Clean slate laws make it essential for HR departments to review and adjust their background screening policies to ensure compliance while maintaining effective risk management practices. Some steps HR professionals should take are:

  1. Staying informed
    Keep abreast of the clean slate laws applicable where your organization operates and maintains employees. Consult legal counsel or industry experts for guidance on how to interpret and implement them. 

  2. Partnering with a reputable background screener
    Experienced background screening vendors understand the intricacies of clean slate laws, including the specific eligibility criteria for expungement or sealing of criminal records in different jurisdictions. They can update their systems and procedures to align with these laws, ensuring that expunged or sealed offenses are not improperly disclosed during background checks. Additionally, vendors can guide employers on how to manage the complexities of clean slate laws and make informed hiring decisions while remaining compliant with legal requirements.

  3. Revising screening criteria
    Review and update screening criteria to account for the limitations clean slate laws impose. Adjust policies to exclude consideration of expunged or sealed offenses that are no longer relevant to job performance or pose minimal risk.

  4. Educating hiring managers
    Train hiring managers and relevant personnel in the implications of clean slate laws and the importance of fair and equitable hiring practices. Emphasize the legal obligations and ethical considerations surrounding the use of criminal background information in hiring decisions.

  5. Enhancing compliance procedures
    Implement robust compliance procedures to ensure adherence to clean slate laws and other relevant regulations governing background screening and employment practices.
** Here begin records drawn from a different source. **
PR #5492, opened 2026-09-01
feat(agents): one permission gate on every host; retire `Agent`; compact long threads (A2, A3, A4)

georgi:
## What changed

Work packages **A2**, **A3** and **A4** from `docs/plans/agent-system-improvements.md`, following A1's `RunBudget`. A2 gives every host a permission gate the loops beneath it can find. A3 deletes the second agent loop so budgets, the gate, compaction and the scheduler stop being built twice. A4 lets a long chat thread keep working instead of dying on a context-window error the user can do nothing about.

**A2 — one permission gate on every host.** A gate now travels on the context bag, the same channel A1's budget uses, so a loop the host never constructed reads the host's gate instead of building an ungated run: an `AgentNode` reached through `run_node`, a JS script, a sub-agent. `ProcessingContext.copy()` shares it by reference, so a mid-turn `set_permission_mode` reaches a node that started before it. Absence means the headless gate — `auto`, denying whatever the ladder escalates — not "ungated". The CLI asks on a TTY (`y / n / a` on stderr, since stdout carries the result) and runs headless when piped. An audit pins which runs may still be ungated and asserts it found its targets, so it cannot pass by matching nothing.

**A3 — `Agent` is retired.** The class, `CompilerAgent`, the checkpoint store, the plan cache, the plan-approval callback and the graph branch are gone; `nodetool agent run` is one CodeAct session over the belt chat uses, with `create_plan`/`execute_plan` still on it. Every deletion followed an enumerated importer list rather than a guess — which is why `applyRunPolicy` survives (the `graph-e2e` eval imports it) while its three neighbours did not. `TaskPlanner`, the DAG executors, `SubAgentTool` and the supervisor stay.

**A4 — compaction and observation continuity.** A compaction record is a `role: "user"` row marked `execution_event_type: "compaction"`; history is assembled from the newest one forward. Keeping it a user message is what makes the cut safe — the boundary lands between turns by construction, so an assistant's tool call is never separated from its result. Two triggers fire it: a prompt estimate over a threshold, and the provider reporting the prompt did not fit, which compacts and retries once. Separately, the CodeAct finish nudge now carries the round's observations, so a model asked to `finish()` can see what it computed from.

## Correction to commit `021be0dd`'s message

That message says the token estimate "sees neither the system message, the tool definitions, nor images". Only the middle clause is true. `estimatePromptTokens` is handed `messagesToSend`, which is a copy of `chatHistory` after the system message has been prepended to it, and media is resolved before the check, so a resolved image counts as the length of its base64. The estimate is a size signal that omits the tool schemas, not a floor that omits three things. The code comments state this correctly; the commit message does not, and the branch is pushed, so this note is the correction rather than an amend.

## Verification

```
npm run build:packages                                    59/59 green
npm run lint                                              exit 0, design-token rules included
npm run dev:nodetool -- harness gate --base origin/main    exit 0, 6 surfaces, 6 selfchecks
npm run backend:smoke                                     exit 0, server.mjs booted, /health answered
```

Per-suite: `packages/cli` 693, `packages/agents` ~3700, `packages/websocket` 2846, `packages/runtime` 3240, `packages/llm-nodes` 515, `packages/execution` 332, `packages/config` 146, `web` chat-message suites 161.

`backend:smoke` matters for A3 specifically: a deleted module can break the packaged bundle in a way unit tests miss.

Every task's check was inverted and observed failing before it shipped. Three of those are worth naming, because each says something about the checks themselves:

- **The plan's inversion for the compaction cut could not fail.** It said to cut at a tool-result boundary and watch `repairOrphanedToolCalls` change its count. That function patches an assistant `tool_use` missing its `tool_result`; a suffix cut produces the opposite defect — a `tool_result` whose `tool_use` is gone — which it deliberately leaves alone. A real instrument (`danglingToolResultIds`) replaced it, with a separate test proving the repair still fires where it does apply.
- **One CLI inversion passed under inversion**, because the assertion looped over an array that was empty. The test was rebuilt to construct the run the way `LazyCapabilityTool` does, with a non-empty assertion, and re-run to get a genuine failure.
- **The "retry twice" inversion is unrunnable, so the other direction was inverted instead.** Removing the retry flag does not double the retries; each compaction rebuilds the kept slice into the same shape, whose next cut summarizes only the previous record, so it loops forever. The flag is set before the attempt, which also means a failed summarizer spends the retry rather than leaving a second one available.

- [x] `npm run test:affected` — run per package as above
- [x] `npm run typecheck` — web and electron clean; `mobile/` fails only on missing `node_modules`, which root `AGENTS.md` § Prerequisites says not to chase
- [x] `npm run lint`
- [x] `npm run dev:nodetool -- harness gate --base origin/main`

## Agent capabilities

No capability is added and none changes its declared contract. `npm run capabilities:check` reports the table current. An earlier `harness gate --base main` flagged `find_model`; that was a stale local `main` ref sitting *behind* this branch's own starting point, and the contract change came from A1's merge. Re-run against `origin/main`, the gate is clean.

## New checks

- [x] Each was inverted once and observed failing
- [x] Each audit asserts it found its targets

## Known gaps, stated rather than left implicit

- **The interactive Ink session gates nothing.** `packages/cli/src/app.tsx` builds its own belt with no `gateTools` and no gate on its context. Ink reads stdin itself, so the stderr `readline` prompt the other CLI paths use cannot share the terminal; closing it needs an Ink component. `nodetool-chat` prints that `--permission-mode` does not apply there rather than accepting the flag and ignoring it. The gate table names this row.
- **`run_node`'s child inherits the gate but not the budget.** `runSingleNode` builds its own context and is now handed the turn's gate; the turn's `RunBudget` is not passed the same way, so an `AgentNode` reached through `run_node` opens a fresh cap. This violates invariant I-2, which names that case. It is a defect in merged A1 code, left untouched here because it is outside these three packages' scope.
- **`AgentPolicy`'s resolver is dead.** `resolveAgentPolicy()` and `AgentPolicyOptions` have no callers; only `DEFAULT_AGENT_POLICY.maxConcurrentAgents` is still read. The file stays because `RunBudget` carries no per-step iteration bound and D6 keeps per-step caps — folding it is A7's work.
- **Three crumbs for A8:** the `plan_approval_response` client half (protocol schema, inbound route, `PlanApprovalCard`) now has no server emitter; `AgentSpanKind` still has a `"compile"` member nothing produces; `docs/workflow-supervisor-design.md` §7 and `ARCHITECTURE.md` still describe `Agent` as the graph path.

## Two behavior changes worth knowing before merge

`nodetool agent run` builds its context with `createChatContext` now, so a generated image persists as an `asset://` rather than landing in the cwd, and the final text is the last assistant message rather than a compiler's step result. `--max-steps` is gone with the planner pipeline, and `nodetool eval --max-retries` was removed because it fed a field only the retired `TaskPlanner.plan()` read.

## A note on this branch's history

Commit `6a66b1a`, whose message describes a CLI docs update, also carries the file deletions belonging to the `Agent` retirement, and the two commits after it do not compile. The deletions were staged by the agent doing that work and were picked up by a commit made by path. The fix went forward rather than by rewriting, since the branch was already pushed and `AGENTS.md` §20 forbids rewriting published history. A squash merge collapses it; a merge preserving commits will carry one mislabelled commit and a two-commit window that does not build.

https://claude.ai/code/session_013JxNrqmgsa7wbAB5JfB363


georgi:
`Run workflow suite in browser` is failing on `ecb21c3`, and the failure is this PR's. It is not a flake and does not need a re-run — the branch does not compile at that commit.

**Cause.** Commit `6a66b1a`, whose message describes only a CLI docs update, also deleted `packages/agents/src/agent.ts`, `compiler-agent.ts`, `checkpoint-store.ts`, `tools/create-task-tool.ts` and six test files. Those deletions belong to the in-progress A3 work (T-A3.3) and were staged in the git index before that commit was made; committing by path picked up the whole index rather than the paths named. `packages/agents/src/index.ts` was left still exporting `Agent`, `CompilerAgent`, `CheckpointStore` and `CreateTaskPlanTool` from files that no longer exist, so every downstream package fails to build.

**Fix, in progress.** T-A3.3 completes the deletion: `index.ts` is already pruned, and one leftover remains — `evals/task-planner-eval.ts` still passes `maxRetries` to `TaskPlanner`, which no longer declares it. That option was only ever read inside `TaskPlanner.plan()`, and this suite calls `planMultiTask`, so it has never had an effect here; it is being removed rather than restored, together with the `nodetool eval --max-retries` flag that fed it.

**History.** The deletion will read across two commits, one of them mislabelled, because the branch is already pushed and this repo does not rewrite published history (`AGENTS.md` §20). The final state is what matters and it will build; a squash merge collapses the two anyway.

The next push carries the compiling tree and re-runs this check.

---

PR #5502, opened 2026-09-02
feat(timeline): render quality — alpha export, validator codes, inspector [M5]

georgi:
## What changed

Milestone 5 of `docs/plans/motion-graphics-tasks.md`. Three tasks land here — **T27** (alpha export and output formats, F13), **T30** (validator codes, F24) and **T31** (inspector UI, AS4's thin layer) — plus the DSL regeneration T27's new node props force and one CI fix. T28 (motion blur) and T29 (time remap) are still in flight and will be pushed to this branch as they land.

**T27** makes transparency a first-class output. `alpha: true` seeds both compositors transparent and keeps straight alpha through to the encoder: the GPU compositor un-premultiplies on readback, because the accumulation is premultiplied and every partly-transparent pixel would otherwise export darkened. A new pure `outputFormats.ts` holds the table — `webm` → `libvpx-vp9 -pix_fmt yuva420p`, `mov` → `prores_ks -profile:v 4444 -pix_fmt yuva444p10le` (422 HQ when opaque), `png_sequence` → no ffmpeg at all, `mp4 + alpha` refused by name. `pngSequence.ts` writes a PNG per frame through `@napi-rs/canvas` into a store-only zip built on `node:zlib`'s `crc32`, so no dependency and no lockfile churn, with a `manifest.json` carrying fps, size, count and alpha. Refusals fire before a single frame is composited, and the rough-cut fallback refuses to stand in for an alpha or non-MP4 request instead of silently returning opaque MP4. The browser export gains a format dialog built from `ui_primitives`.

**T30** names the failures the validator could already see but never reported. Five new codes — `animation_exceeds_clip`, `stagger_compressed`, `replace_curves_overlap`, `text_illegible`, `time_remap_not_monotonic` — read the compiled animation output, T8's stagger flag, the held intervals of a `replace` channel, type size against frame height plus contrast against whatever is actually behind the text, and the remap curve's monotonicity. Eight more codes already existed from T2/T6/T9/T11/T12/T13 and are reconciled rather than duplicated; `parent_missing` and `parent_not_group` drop from error to warning, since both render unparented. `font_not_portable` is not here — T17 shipped it on main in the same commit that added the font pipeline it needs.

**T31** puts the fields the renderer has honoured since M2 in front of a person. Eight inspector sections — transition, mask, matte, effects, text style, shape, parent (with a *group selected clips* action that writes one undo entry), and a custom-curve keyframe table — all through `patchClip`, all primitives, no raw MUI. The font picker is deferred: T17 had not landed when this was written, so `fontFamily` stays the free-text field the document carries. It is being added on a follow-up branch now that T17 is in main.

## Verification

Run on the merged tree, not per-task. **All 22 CI checks are green on `d8f92a99`**, including `test-packages`, `typecheck`, `lint`, `docker`, `bundle`, `app-build` and the `quality` roll-up.

Locally:

- [x] `npm run lint` — exit 0 (design gate, oxlint, and the enforced anti-slop config)
- [x] `npm run typecheck` — web and electron exit 0. The **mobile** leg fails on `mobile/node_modules` being absent in the dev container, which reproduces identically with the whole diff stashed. CI's typecheck leg passes.
- [x] `npm run test --workspace=packages/sandbox-compiler` — 208 passed, after the regeneration below
- [x] `npm run test --workspace=packages/timeline` — 541 passed
- [x] `npm run test --workspace=packages/video-nodes` — 239 passed, and see the CI fix below
- [x] `npm run test --workspace=packages/execution -- timeline` — 136 passed across 11 files
- [x] web jest, full suite — 1257 suites, 14167 passed
- [ ] `npm run dev:nodetool -- harness gate --base main` — `--base main` exits with `no merge base` on this branch. Against the real base commit, `harness gate --base 78e69899 --dry-run` selects 0 selfchecks and lists `timeline-validate` as a manual harness, which is the CLI run recorded below.

`nodetool timeline validate --json` on all three shipped example storyboards, assembled through `buildStoryboardTimeline`, stays clean:

```
first-light / sneaker-drop / lighthouse-keeper →
"validation": { "ok": true, "errors": [], "warnings": [] }
```

And on a crafted bad document, so the new codes are shown reaching the surface rather than assumed to:

```
❌ 1 error(s), 3 warning(s)
  error Clip "Scrim" remaps time with keyframe 2 at t=0.2, at or before keyframe 1 at t=0.5 … (time_remap_not_monotonic)
  warn  Clip "Title" animation "a1" (fade, in) needs 900ms after a 400ms delay but the 1000ms clip leaves 600ms … (animation_exceeds_clip)
  warn  Clip "Title" sets 20px type in a 1080px frame — under 2.5% of frame height (27px) … (text_illegible)
  warn  Clip "Title" draws #dddddd on #ffffff (the shape clip behind it) — a contrast ratio of 1.36:1 … (text_illegible)
```

### The CI fix in this diff (`d8f92a99`)

The WebM half of the alpha round trip failed on CI and **skipped** in the dev container for want of ffmpeg, so T27's encoder arguments shipped unmeasured. A skipped test is not a passing one, and the first version of this PR body reported that skip as a clean result. It was not.

Installing ffmpeg 6.1.1 reproduced CI's `expected 255 to be +0` locally. The encoder was right: ffmpeg tags the track `alpha_mode=1` and the alpha file is a third larger than its opaque twin, so the plane is in the file. WebM stores VP9's alpha in BlockAdditions, and **ffmpeg's native `vp9` decoder discards it** — decoding with the default decoder reads every pixel opaque however much alpha the file holds. Naming `-c:v libvpx-vp9` on the decode reads the transparent half back at 0. The assertion is unchanged; only the instrument is. (An earlier version of this body said that test decodes with Mediabunny. It decodes with ffmpeg.)

### The regeneration in this diff

`RenderTimeline` grew four props and a second `frames` output, which made the checked-in DSL wrappers stale — `dsl-pack-guest.test.ts` catches exactly this, since a wrapper must name every slot the registry reports. Regenerated with `codegen:dsl`, `build --workspace=packages/dsl`, `build:sandbox-dsl` and `build:sandbox-flow`. `lib.apple` is excluded from the regeneration: its nodes only register on macOS, so running codegen on Linux deletes a namespace that is not stale.

## Agent capabilities

No capability is added and no declared contract changes. T27's node props are node properties, not a capability input; the `render_timeline` tool that would carry them is T22, on its own branch.

## New checks

- [x] **T27's alpha claim.** Forcing the compositor seed to `a: 1` and rebuilding produced `AssertionError: expected 255 to be +0`; restored and green. Separately, removing the `-c:v libvpx-vp9` decoder from the round trip reproduces CI's failure exactly, and restoring it goes green — so the check now fails for the right reason and passes for the right reason.
- [x] **T27's refusals** each ship a triggering fixture: `mp4 + alpha`, an unknown format string, an ffmpeg listing without `prores_ks` (and the same input passing once present), and a `CompositorUnavailableError` under an alpha request.
- [x] **T30's codes.** With `checkClipMotion` neutered, 8 of 17 motion tests go red; with `checkLegibility` neutered, 5 of 17. Restored and re-verified. Every shipped code has both a fixture that triggers it and one that does not.
- [x] **T31** adds no rule. Its 10 RTL cases each drive a control with `userEvent` and assert the store, so a section wired to nothing fails.

## Found, not fixed

- `packages/execution/tests/timeline-parenting.test.ts` carried a fixture with two clips on one track, which also produced `clips_overlap`; the old assertion only read `errors`, so it was invisible. Now filtered to `parent_*`.
- Browser **alpha** is not in the export dialog yet — the browser seed lives in `web/src/components/timeline/preview/gpu/`, and shipping a checkbox that silently produced an opaque file would be worse than omitting it. Being finished alongside T28.
- Two validator codes worth adding once someone owns them: `render_format_alpha_mismatch` (statically decidable from the node's prop bag via `ALPHA_OUTPUT_FORMATS`, today only a run-time refusal) and a `render_codec_override_ignored` warning when `video_codec` is set on a `webm` or `mov` render whose container pins its own codec.
- The `textStyle` and `shapeStyle` **tool** schemas remain stale against what the renderer honours — the same gap #5496 reports for T14/T16, plus `timelineAgentBridge.ts` disagreeing with the Zod schema on `shapeStyle.kind`. T19 owns reconciling all three style bags and is doing so on its own branch.
- Mediabunny cannot decode VP9 in Node (no WebCodecs VP9 decoder), so neither decoder available in the dev container would have caught the alpha bug above. Only CI's ffmpeg did.

---

https://claude.ai/code/session_01NXwPZaLeHkC1enGn5ZGA7D


georgi:
Code review looks good — alpha export with straight-alpha handling, new validator codes, and clip inspector are well-implemented. The VP9 alpha decode fix is well-documented.

However, GitHub reports a merge conflict against `main` (`mergeable_state: dirty`). The base SHA has drifted. A rebase/merge of main is needed before this can merge. No file overlap with #5505, so either can go first.

---

PR #5505, opened 2026-09-02
feat(timeline): mark the beats and cut to them [T20]

georgi:
## What changed

`docs/plans/motion-graphics-tasks.md` T20, following [#5491](https://github.com/nodetool-ai/nodetool/pull/5491) (M1+M2), [#5493](https://github.com/nodetool-ai/nodetool/pull/5493) (T16), [#5495](https://github.com/nodetool-ai/nodetool/pull/5495) (T14), [#5496](https://github.com/nodetool-ai/nodetool/pull/5496) (T15) and [#5498](https://github.com/nodetool-ai/nodetool/pull/5498) (T17+T18).

An agent could already hear a track — `detect_audio_events` returns onsets — and had no way to act on them. Markers could only be added from the mobile tool, and nothing could move a clip onto a beat.

Four ops: `add_marker`, `delete_marker`, `set_markers_from_beats`, `snap_to_beats`, with browser twins for the marker pair.

### The reporting contract is the point

A clip that does not snap is **reported, never dropped**. It comes back in the same `clips` array with `snapped: false`, `after` equal to `before`, a zeroed delta, and a reason naming the distance and the beat it missed:

```
start 590ms is 90ms from the nearest beat (500ms); tolerance is 60ms
```

Five skip reasons in all — out of tolerance, already on the grid, empty grid, a trim that would leave a non-positive duration, a move that would start the clip before zero — plus `no clip matches "ghost"` for a target name nothing resolves to, appended to the *same* list. One list, so a caller never infers a skip from a shorter result.

### Other decisions

- **`snapClipsToGrid` is pure**, in `packages/timeline/src/beats.ts`; the op calls it and holds no arithmetic.
- `move` slides a clip and keeps its length; `trim` holds the opposite boundary and changes it. Under `mode: "both"` a move takes the start, since one move cannot satisfy two boundaries.
- **A tempo grid computes each beat from its index** rather than accumulating an interval, so a fractional beat length does not drift over a long timeline — pinned at 140 BPM, beat 100 = 42857 ms.

## Verification

Exit codes captured directly, never through a pipeline. `npm run build:packages` run first (59/59).

- [x] `packages/timeline` — 566 passed, 24 skipped
- [x] `packages/agents` — 3819 passed, 5 skipped
- [x] `packages/execution` — 373 passed · `packages/cli` — 695 passed
- [x] `web` (jest, timeline-related) — 781 passed, 87 suites
- [x] `npm run capabilities:sync` / `capabilities:check` — table current, 253 capabilities
- [x] `npm run lint` — 0 errors
- [ ] `npm run typecheck` — web and electron legs exit 0 run alone; the **mobile** leg fails on a clean tree because `mobile/node_modules` is absent. No mobile file changed (mobile already shipped both marker tools).

Re-verified after rebasing onto current `main`: timeline 566 passed.

## New checks

- [x] `nearestGridTime`'s tolerance comparison was widened tenfold (`distance > toleranceMs * 10`) and observed failing: `answers null when nothing is in reach`, `leaves a clip 90 ms off the beat where it is, and says why`, `reports the clips that did not move alongside the ones that did` — 3 failed | 23 passed. Restored and re-verified 26/26.
- The edit was **grepped in the file before and after** to confirm it applied, after an earlier task on this branch had an inversion silently no-op and produce a green run that proved nothing.

## Found, not fixed

- **`snap_to_beats` contests every unit kind in the `resource_change` merge.** `opUnitKind` in `web/src/stores/timeline/merge.ts` reads the kind from a substring of the verb, and `snap_to_beats` contains none of `clip`/`track`/`marker`, so it falls back to `ALL_UNIT_KINDS` with no unit id. That is conservative and safe — a concurrent editor just prefers the server for anything that drifted — and stamping the clip ids would be wrong under the current mapping, since a null `ownKind` would pair those ids with the marker and track kinds too. Making the mapping op-aware is a merge-layer change.
- **`edit_timeline`'s CAS retry re-applies beat ops against a newer document.** Correct for the marker ops, but a `snap_to_beats` retried after a concurrent write snaps against whatever the clips now are, which may differ from what the first attempt reported. Every other op already has this property; it is noted because the per-clip `before` values make it visible for the first time.
- **`MAX_OPS = 60` bounds the op list, not the work** — one `set_markers_from_beats` can add 2048 markers. The grid cap is the only bound; there is no document-level marker cap.

---

https://claude.ai/code/session_01VdzG3a3jN3Dzx6QV8xh4Bo

---
_Generated by [Claude Code](https://claude.ai/code/session_01VdzG3a3jN3Dzx6QV8xh4Bo)_

### DIFF
--- a/packages/agents/src/capabilities/timelines.specs.ts
+++ b/packages/agents/src/capabilities/timelines.specs.ts
@@ -126,7 +126,8 @@ export const EDIT_TIMELINE_SCHEMA: JsonSchema = {
         "split_clip, trim_clip, move_clip, duplicate_clip, delete_clip, " +
         "set_clip_params, set_clip_binding, set_transition, set_mask, " +
         "set_matte, set_effects, animate_clip, " +
-        "clear_animations, list_animation_presets, select_clip, seek. " +
+        "clear_animations, list_animation_presets, select_clip, seek, " +
+        "add_marker, delete_marker, set_markers_from_beats, snap_to_beats. " +
         "Start with get_state to " +
         "read track and clip ids. To lay existing videos end to end, call " +
         'add_media_clip once per asset ({"op": "add_media_clip", "asset": ' +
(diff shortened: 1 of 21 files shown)


georgi:
Reviewed. Code looks correct — marker ops, snap-to-beats logic, and skipped-clip reporting are well-structured. Three self-documented gaps (merge-layer opUnitKind fallback, CAS retry re-snap, no marker cap) are acceptable debt, not blockers. No file overlap with any other open PR.

Ready to merge once the remaining CI checks are green.

---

Document all steps taken to demonstrate good faith efforts towards compliance.

  6. Promoting diversity and inclusion
    Embrace the opportunity clean slate laws present to promote diversity and inclusion in the workforce. Recognize the potential talent pool represented by individuals with past convictions who have demonstrated rehabilitation and a commitment to positive change.

HR departments must familiarize themselves with clean slate laws and make necessary adjustments to their organization’s background screening policies. This effort can promote fair and compliant hiring practices while providing individuals with past convictions the opportunity for a fresh start.